THE TASK:
Look through the entries that follow and return each line that has the string "take".

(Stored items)
PR #58, opened 2024-01-08
feat(eventing): add io-engine events

datacore-vvarakantham:
Added io-engine start, stop, shutdown events.
Reactor freeze, unfreeze events.
Nexus shutdown event.

### DIFF
--- a/apis/events/protobuf/v1/event.proto
+++ b/apis/events/protobuf/v1/event.proto
@@ -29,6 +29,7 @@ enum EventCategory {
   HighAvailability = 6;
   NvmePath = 7;
   HostInitiator = 8;
+  IoEngineCategory = 9;
 }
 
 // Event Action
@@ -49,6 +50,11 @@ enum EventAction {
   NvmeConnect = 13;
   NvmeDisconnect = 14;
   NvmeKeepAliveTimeout = 15;
+  ReactorFreeze = 16;
+  ReactorUnfreeze = 17;
+  Shutdown = 18;
+  Start = 19;
+  Stop = 20;
 }
 
 // Event meta data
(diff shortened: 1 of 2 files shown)


apis/events/protobuf/v1/event.proto
```diff
@@ -186,3 +195,17 @@ message HostInitiatorEventDetails {
...
+// Reactor event details
+message ReactorEventDetails {
+  // The logical core this reactor is created on
+  uint64 lcore = 1;
+  // Reactor state
+  string state = 2;
+}
+
+// Nexus shutdown event details
+message NexusShutdownEventDetails {
```
tiagolobocastro: Shouldn't it be IoEngine Shutdown? (it's the whole process being shutdown, not just the nexuses)
Then by its side we can have a per-nexus shutdown event?

datacore-vvarakantham: Should we have two separate events for io-engine stop and shutdown?

datacore-vvarakantham: Added IoEngine shutdown and per nexus shutdown events.

apis/events/protobuf/v1/event.proto
```diff
@@ -186,3 +193,11 @@ message HostInitiatorEventDetails {
   // Target uuid
   string uuid = 4;
 }
+
+// Reactor event details
+message ReactorEventDetails {
```
tiagolobocastro, line 207: Frozen reactors can also unfreeze, probably need to take into account here so we can get events for both freeze and unfreeze?

tiagolobocastro: Or maybe just have a ReactorUnfreeze above

datacore-vvarakantham: Added ReactorUnfreeze EventAction now.

tiagolobocastro (approved):

sinhaashish (approved):

PR #59, opened 2024-01-10
fix(apis/events): remove buggy include directive

niladrih:
events build fails on macOS, ref:
https://github.com/openebs/mayastor-extensions/actions/runs/7473781400/job/20338605798


apis/events/src/lib.rs
```diff
@@ -28,7 +28,7 @@ pub mod event {
 // In order to IDE to work properly with event definitions on non-Linux platform,
 // one can copy generated bindings (v1.event.rs) from a Linux target and put them to .pregenerated
 // directory. This has to be done every time event API is changed.
-#[cfg(not(target_os = "linux"))]
-pub mod event {
-    include!("../../../.pregenerated/v1.event.rs");
-}
+// #[cfg(not(target_os = "linux"))]
```
tiagolobocastro, line 31: you also need to remove the cfg for linux only, above on 22

tiagolobocastro (approved):

apis/events/src/lib.rs
niladrih: Done.

abhilashshetty04 (approved):

niladrih:
bors merge

PR #60, opened 2024-01-11
feat(eventing): state change events

datacore-vvarakantham:
Added state change events.

### DIFF
--- a/apis/events/protobuf/v1/event.proto
+++ b/apis/events/protobuf/v1/event.proto
@@ -101,6 +101,8 @@ message EventDetails {
   optional NvmePathEventDetails nvme_path_details = 5;
   // Host initiator event details
   optional HostInitiatorEventDetails host_initiator_details = 6;
+  // State change event details
+  optional StateChangeEventDetails state_change_details = 8;
 }
 
 // Rebuild event details
@@ -185,4 +187,10 @@ message HostInitiatorEventDetails {
   string target = 3;
   // Target uuid
   string uuid = 4;
+}
+
+// State change event details
+message StateChangeEventDetails {
+  string previous = 1;
+  string next = 2;
 }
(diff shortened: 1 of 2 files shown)


apis/events/protobuf/v1/event.proto
```diff
@@ -186,3 +188,9 @@ message HostInitiatorEventDetails {
   // Target uuid
   string uuid = 4;
 }
+
+// State change event details
+message StateChangeEventDetails {
```
tiagolobocastro, line 193: Seems to be quite generic, what is it for?

tiagolobocastro: I see how it's used on the other repos..

tiagolobocastro (approved):

apis/events/src/event_traits.rs
```diff
@@ -177,6 +178,20 @@ impl EventSource {
         }
         self
     }
+
+    /// Add state change event specific data event source.
+    pub fn with_state_change_data(self, previous: &str, next: &str) -> Self {
```
tiagolobocastro: Probably here we should take String, reason being we're most likely converting a type (the state, ex Enum NexusState) to String, so better take String now to avoid 2 conversions!
```suggestion
    pub fn with_state_change_data(self, previous: String, next: String) -> Self {
```
Or
```suggestion
    pub fn with_state_change_data(self, previous: Into<String>, next: Into<String>) -> Self {
```

datacore-vvarakantham: Changed to String.

apis/events/src/event_traits.rs
```diff
@@ -177,6 +178,20 @@ impl EventSource {
...
         self
     }
+
+    /// Add state change event specific data to event source.
+    pub fn with_state_change_data(self, previous: String, next: String) -> Self {
+        EventSource {
+            event_details: Some(EventDetails {
+                state_change_details: Some(StateChangeEventDetails {
+                    previous: previous.to_string(),
+                    next: next.to_string(),
```
tiagolobocastro: previous and next are already String, don't need to to_string again

datacore-vvarakantham: Yes. I removed it now. Thanks

tiagolobocastro (approved):

sinhaashish (approved):

PR #61, opened 2024-01-18
feat(eventing): add event specific details for io-engine stop event

datacore-vvarakantham:
Added event specific details for io-engine stop event.

Added error details to event specific details of nexus shutdown when the nexus shutdown fails.

Added subsystem pause/ resume and nexus init/reconfiguring events.

### DIFF
--- a/apis/events/protobuf/v1/event.proto
+++ b/apis/events/protobuf/v1/event.proto
@@ -4,6 +4,8 @@ import "google/protobuf/wrappers.proto";
 
 import "google/protobuf/timestamp.proto";
 
+import "google/protobuf/duration.proto";
+
 package v1.event;
 
 // Event Message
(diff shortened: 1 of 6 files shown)


tiagolobocastro (approved):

TASK RESPONSE:
tiagolobocastro, line 207: Frozen reactors can also unfreeze, probably need to take into account here so we can get events for both freeze and unfreeze?
tiagolobocastro: Probably here we should take String, reason being we're most likely converting a type (the state, ex Enum NexusState) to String, so better take String now to avoid 2 conversions!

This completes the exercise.